Асистолия
Шрифт:
Они с Сашей ходили к полю. Прошли умершую деревенскую улицу до конца. Казалось, перед ними застыло море. Обмелевшее, уставшее и старое. И оно оживало, лишь когда ветры проходили волной, но и те — как будто рыскали голодно. Море это носило бревна, остатки изгородей, сараев, колодцев… Обломки. Но все же было странно думать, что в него гибельно войти — и что ничего не вернется.
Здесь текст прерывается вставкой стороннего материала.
PR #285, opened 2017-11-08
[PATCH v2] next update version

muvarov:

### DIFF
--- a/configure.ac
+++ b/configure.ac
@@ -3,7 +3,7 @@ AC_PREREQ([2.5])
 # Set correct API version
 ##########################################################################
 m4_define([odpapi_generation_version], [1])
-m4_define([odpapi_major_version], [15])
+m4_define([odpapi_major_version], [16])
 m4_define([odpapi_minor_version], [0])
 m4_define([odpapi_point_version], [0])
 m4_define([odpapi_version],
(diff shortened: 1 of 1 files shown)


muvarov:
@lumag are you good in .so version increasing? Please review that patch.

configure.ac
```diff
@@ -36,10 +36,10 @@ AM_SILENT_RULES([yes])
 # 3. if interfaces were removed, then use C+1:0:0
 ##########################################################################
 
-ODP_LIBSO_VERSION=115:0:2
+ODP_LIBSO_VERSION=116:0:3
```
lumag: As we are not providing ABI-level compatibility between releases (and we are not ATM), this always should be XXX:0:0.
Especially since we removed `odp_packet_unshare_len()`. So proper version should be 116:0:0

lumag:
@Bill-Fischofer-Linaro  this should not be approved.

configure.ac
muvarov: @lumag what is ATM stands for?

lumag: @muvarov "at this moment"

muvarov: @lumag  I like that idea to keep LIBSO version always the same as API version. But when I said that first time than Anders said that it's not correct and we have to follow the same rules as libcurl. So for some last releases we followed that magic scheme. Which might be a not good fit for mainline version.

lumag:

muvarov:
merged to next.

PR #286, opened 2017-11-08
[PATCH v1] example: fix pointers to odp_l2fwd.c source

lumag:
During mass-move of tests I forgot to update odp_l2fwd example to point
to new locattion. Fix that now.


muvarov:
ok, we run tests from other dir. That needs to be applied.

muvarov:
Merged.

PR #287, opened 2017-11-08
[PATCH v1] DPDK pktio fixes

matiaselo:


platform/linux-generic/pktio/dpdk.c
```diff
@@ -1372,10 +1382,10 @@ static int dpdk_recv(pktio_entry_t *pktio_entry, int index,
 	if (!pkt_dpdk->lockless_rx)
 		odp_ticketlock_lock(&pkt_dpdk->rx_lock[index]);
 	/**
-	 * ixgbe_pmd has a minimum supported RX burst size ('min_rx_burst'). If
-	 * 'num' < 'min_rx_burst', 'min_rx_burst' is used as rte_eth_rx_burst()
-	 * argument and the possibly received extra packets are cached for the
-	 * next dpdk_recv_queue() call to use.
+	 * ixgbe and i40e drivers have a minimum supported RX burst size
```
nagarahalli: 'min_rx_burst' should be added to the capability as it is a restriction from the device. The application should adjust the 'num' according to the capability it reads from the pkt I/O.

platform/linux-generic/pktio/dpdk.c
```diff
@@ -1249,10 +1253,16 @@ static int dpdk_open(odp_pktio_t id ODP_UNUSED,
...
+	/* Drivers requiring minimum burst size. Supports also *_vf versions
+	 * of the drivers. */
+	if (!strncmp(dev_info.driver_name, IXGBE_DRV_NAME,
+		     strlen(IXGBE_DRV_NAME)) ||
+	    !strncmp(dev_info.driver_name, I40E_DRV_NAME,
+		     strlen(I40E_DRV_NAME)))
+		pkt_dpdk->min_rx_burst = DPDK_MIN_RX_BURST;
 	else
 		pkt_dpdk->min_rx_burst = 0;
+
```
Bill-Fischofer-Linaro: Wouldn't it be simpler (and more extensible) to have `min_rx_burst` as a field in the `dev_info` struct?

platform/linux-generic/pktio/dpdk.c
Bill-Fischofer-Linaro: Presumably these drivers have a way of flushing short bursts? If the `min_rx_burst` is 4 and the other side sends an odd number of packets, presumably the receiver application isn't left hanging forever waiting for the rest of a burst that will never arrive?

platform/linux-generic/pktio/dpdk.c
```diff
@@ -1135,6 +1135,13 @@ static void dpdk_init_capability(pktio_entry_t *pktio_entry,
 	rte_eth_dev_info_get(pkt_dpdk->port_id, dev_info);
 	capa->max_input_queues = RTE_MIN(dev_info->max_rx_queues,
 					 PKTIO_MAX_QUEUES);
+
+	/* ixgbe devices support only 16 rx queues in RSS mode */
+	if (!strncmp(dev_info->driver_name, IXGBE_DRV_NAME,
+		     strlen(IXGBE_DRV_NAME)))
+		capa->max_input_queues = RTE_MIN((unsigned)16,
+						 capa->max_input_queues);
+
```
lumag: It looks like this should be fixed inside DPDK rather than here.

Bill-Fischofer-Linaro: Again, shouldn't this sort of configuration be a field in the `dev_info` struct rather than having to be special-cased for each driver? Also, must 16 be a "magic number" here?

platform/linux-generic/pktio/dpdk.c
matiaselo: @nagarahalli This dpdk driver "feature" can be completely hidden from odp applications (and it already is), so I don't support adding a new device capability parameter. This would make writing simple applications more complex. E.g. an application wouldn't be able to receive one packet at a time anymore.

matiaselo: @Bill-Fischofer-Linaro Yes, the application has to request at least 'min_rx_burst' packets but it may receive less.

platform/linux-generic/pktio/dpdk.c
matiaselo: I'm not sure I got your point but anyway dev_info is type 'struct rte_eth_dev_info' and comes from dpdk, so nothing can be added there.

As @lumag noted this fix is required because of a dpdk defect. With ixgbe drivers rte_eth_dev_info_get() returns a max_rx_queues value which is not valid (at least when using RSS). This is the only driver a have observer this issue with.

The number 16 is explained in the comment line (1139) just above.

matiaselo: @lumag That would be the best solution but I don't see it happening anytime soon. The number of rx queues returned by rte_eth_dev_info_get() is in principle correct. Here the limiting factor is RSS capability and as far as I can see there is no way to query this information.

platform/linux-generic/pktio/dpdk.c
nagarahalli: @matiaselo Agree on the simple applications. But for real applications or for performance benchmarking, this adds additional cycles. If this is made as part of capability, application can decide the burst size upfront.

matiaselo: @nagarahalli I don't see a new capability parameter being very useful as these two dpdk drivers are likely the only devices which would use it. At least we haven't come across any other network devices which have this kind of limitation.

I ran a quick test and the two additional if statements caused by rx caching have a minuscule  performance impact.

nagarahalli: @matiaselo I see these kind of validations in data plane functions at multiple places. If we combine all of them, it is significant improvement (I see 1% improvement in Linux-dpdk/l2fwd application by removing all the validation checks in pkt I/O module alone). But on an individual basis, you will not see much of a difference.

It might be few device drivers, but from ODP perspective, it is a capability of the device that should be exposed through capability API. We could do it outside of this PR as well.

matiaselo: @nagarahalli Where do you see these kinds of checks? As far as I can see this is only relevant to dpdk pktio and if there are similar checks elsewhere they should probably be removed.

I agree that this issue should be discussed outside of this PR as these patches are only simple bug fixes to the current implementation.

Bill-Fischofer-Linaro:
@nagarahalli To return, briefly, to the discussion from today's ARCH call. The issue here is how ODP drivers attach devices to `odp_pktio_t` objects. The ODP application doesn't care about the specific device behind an `odp_pktio_t`, or what's needed to operate that device in an optimal manner--that's the responsibility of the ODP implementation and/or device driver. 

For example, earlier @matiaselo discovered that DPDK PMDs don't support buffers that cross hugepage boundaries, so a PR was posted that accounted for that in how DPDK PktIO support worked. This is the sort of artificial restriction that an ODP application doesn't care about because it doesn't control or need to be aware of the physical layout of pools. For the same reason if a particular device expects packet I/O to be done in bursts rather than individually, then it is the responsibility of the ODP implementation/driver to do so and provide whatever I/O caching is necessary in a manner transparent to the application. 

The ODP PktIO APIs support burst-mode operation either for direct or scheduled I/O, but that is for application design convenience, not to accommodate the oddities of particular devices, which may vary from device to device, release to release, etc. So if an application wishes to burst I/O for its own reasons (_e.g.,_ VPP) ODP supports that, but it does not require that. Conversely, if a device requires I/O to be done as bursts for best performance, again that is something that the ODP implementation/driver handles without requiring application awareness or involvement. That's because application I/O is done at an abstract level rather than a device-specific level, just as other ODP APIs operate using ODP-defined high-level semantics rather than platform-specific semantics.

muvarov:
Merged.

PR #243, opened 2017-10-20
[PATCH API-NEXT v16] IPsec implementation updates

lumag:
- security fix for GCM mode: proper IV generation
- implementation of 32-bit replay window support
- implementation of PIPELINE_CLS support

PR #288, opened 2017-11-08
[PATCH API-NEXT v8] AES-GMAC implementation

lumag:
This is an example of AES-GMAC(-ESP) implementation. Plaintext is passed as normal packet, IV/salt are passed according to the rest of API. This incorporates one commit from #243.


lumag:
@Bill-Fischofer-Linaro no, these are checkpatch errors. Especially the second one.

test/validation/api/crypto/test_vectors.h
```diff
@@ -361,6 +361,39 @@ static crypto_test_reference_t aes_gcm_reference[] = {
...
+				0x45, 0x00, 0x00, 0x30, 0xda, 0x3a, 0x00, 0x00,
+				0x80, 0x01, 0xdf, 0x3b, 0xc0, 0xa8, 0x00, 0x05,
+				0xc0, 0xa8, 0x00, 0x01, 0x08, 0x00, 0xc6, 0xcd,
+				0x02, 0x00, 0x07, 0x00, 0x61, 0x62, 0x63, 0x64,
+				0x65, 0x66, 0x67, 0x68, 0x69, 0x6a, 0x6b, 0x6c,
+				0x6d, 0x6e, 0x6f, 0x70, 0x71, 0x72, 0x73, 0x74,
+				0x01, 0x02, 0x02, 0x01 },
+		.digest_length = AES_GCM_DIGEST_LEN,
+		.digest = { 0xf2, 0xa9, 0xa8, 0x36, 0xe1, 0x55, 0x10,
+			    0x6a, 0xa8, 0xdc, 0xd6, 0x18, 0xe4, 0x09, 0x9a, 0xaa }
```
Bill-Fischofer-Linaro: Checkpatch flags this line as > 80 chars. Easy to reflow, e.g., move the `0x6a` to the earlier line.

platform/linux-generic/include/odp_crypto_internal.h
```diff
@@ -51,7 +51,10 @@ struct odp_crypto_generic_session {
 		uint8_t  key[EVP_MAX_KEY_LENGTH];
 		uint32_t key_length;
 		uint32_t bytes;
-		const EVP_MD *evp_md;
+		union {
+			const EVP_MD *evp_md;
+			const EVP_CIPHER *evp_cipher;
+		};
 		crypto_func_t func;
```
Bill-Fischofer-Linaro: You're right. This one is a false positive on checkpatch's part.

include/odp/api/spec/crypto.h
```diff
@@ -131,6 +131,12 @@ typedef enum {
 	 */
 	ODP_AUTH_ALG_AES_GCM,
 
+	/** AES in Galois/Counter MAC Mode
+	 *
+	 *  @note Must be paired with cipher ODP_CIPHER_ALG_NULL
+	 */
+	ODP_AUTH_ALG_AES_GMAC,
```
psavol: This should specify that GMAC authentication is done for packet payload (instead of AAD). NIST/RFC documents use term AAD for the data. So, add here (or somewhere in the file) a reference to e.g. 
https://csrc.nist.gov/publications/detail/sp/800-38d/final, and document that AAD there means packet payload in ODP with GMAC.

For other algos AAD is the same as NIST/RFC specs.

lumag:
@psavol updated AES-GMAC description

include/odp/api/spec/crypto.h
psavol: I think this needs to be still a bit more specific. For example:

"NIST and RFC specifications about GCM/GMAC refer to all data to be authenticated as AAD. In constrast to that, ODP API specifies the bulk of authenticated data to be located in packet payload for all authentication algorithms - including GMAC."

The first '@note' doxygen tag can be removed.

Also do we support still AAD in GMAC case? I think we should if there's no reason not to support. So, bulk of data in packet, additional data possible through AAD (like any other algo).

lumag: There is no AAD for other MAC algorithms, so AAD is not supported for GMAC.

lumag: @psavol updated description

muvarov:
Merged.

PR #292, opened 2017-11-10
[PATCH v1] travis: add build only test stage

matiaselo:
Add basic build only test stage to the beginning of test run. This way
potential build errors are caught early on without having to wait for the
longer test jobs to finish.

Checkpatch is not moved to the build only stage as potential false
positives would prevent the next test stage being run.

### DIFF
--- a/.travis.yml
+++ b/.travis.yml
@@ -11,6 +11,9 @@ language: c
 sudo: required
 dist: trusty
 group: deprecated-2017Q2
+stages:
+  - "build only"
+  - test
 env:
   global:
     # COVERITY_SCAN_TOKEN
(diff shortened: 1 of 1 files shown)


lumag:
Nice idea. Could you please move all cross-compiler tests to build stage?

matiaselo:
@lumag This would be nice but it seems currently Travis supports matrix expansion only on the top level ([link](https://github.com/travis-ci/travis-ci/issues/8293)) E.g. in our case one cannot add a second build matrix to the build only stage. Because of this, moving all cross compiler tests to build only stage would mean a lot of copy-and-paste scripting. In essence, the top level 'script' section would have to be repeated for each platform and compiler combination.

I've selected the current build targets in build only stage so that they should catch most of the build failures. Since Travis offers only five parallel jobs, adding more platforms to the build only stage would increase test duration.

muvarov:
@matiaselo  checkpatch also can go on top also arm and powerpc (i.e. all 2 minutes tests).

muvarov:
and rename it  from build only to "Quick tests" because doxygen and checkpatch are not really "Build only"

matiaselo:
@muvarov False positives are a problem with checkpatch. If checkpatch is moved to the build only / quick tests stage the potential false positives would prevent the next test stage being run.

lumag:
@matiaselo ok then.

muvarov:
Merged.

Смеркалось, зарядил дождичек, спрятались в доме. Саша уже сварила на керогазе рис, пожарила рыбу… Чудов помогал: показывал, что и где, только это и зная, как домовой. Больше ничего не мог, не умел. Или разучился, не имея желания. Комнатушка обогрелась, как бы одушевилась — еще и теплым светом керосинки. Голодные, усталые едоки… Чудов зачерпывал рисовую кашу с жареной рыбой ложкой, налегая на ложку, как на лопату. Поев, предложил прочесть для всех свои стихи… Расчувствовался. Принес тетрадку… Начиная, вздохнул: “Да кто сейчас может осмелиться просто рассказать о себе… О своей душе рассказать…”. Женщины, не скрывая слез, заплакали. Чудов под конец чтения изменился: верил, радовался, ждал, что примет муку. Запомнилось последнее… “Где прежде мерзость запустенья была — отныне храм стоит! Преобразилось вдруг селенье: вознесся крест, звонарь звонит!”. Произнес — и замолк. Как можно быстрее хотелось собраться и уехать — но дождь. Все еще ждали, прекратится. Томились. На стене —
Утром вспоминали Чудова — но поехали после завтрака на дачу к Масарским… Антонина трепетала… Преобразился Марфушин… Как это действовало на всех — полная чаша! Но все впечатления распались, не может собрать. Это было, наверное, экскурсией. Гостям показали дом для собаки… Показали пустующий детский маленький домик, построенный на участке в подарок племяннице, игрушку… Дом старый, семейный… И новый, который молодые построили для себя, с мастерской… Множество изысканных вещиц, собранных по всему миру… Хозяева ценили, умели выбирать и покупать. Катя и Петя… Петя и Катя… Люди из другой жизни. Раздражаясь, подумал: и он стремился к этому, все это и хотел получить. Чего же еще можно хотеть нормальному человеку? И сам же почему-то заставлял себя презирать: нет, не достаток — то, как это достается. Кому-то случайно — и легко. Или, наоборот, тяжело, после каждодневных рабских усилий. Для кого-то предательством. Пусть даже честным трудом… Но когда в конце всего возникала эта пародия на вселенскую гармонию: изобилие.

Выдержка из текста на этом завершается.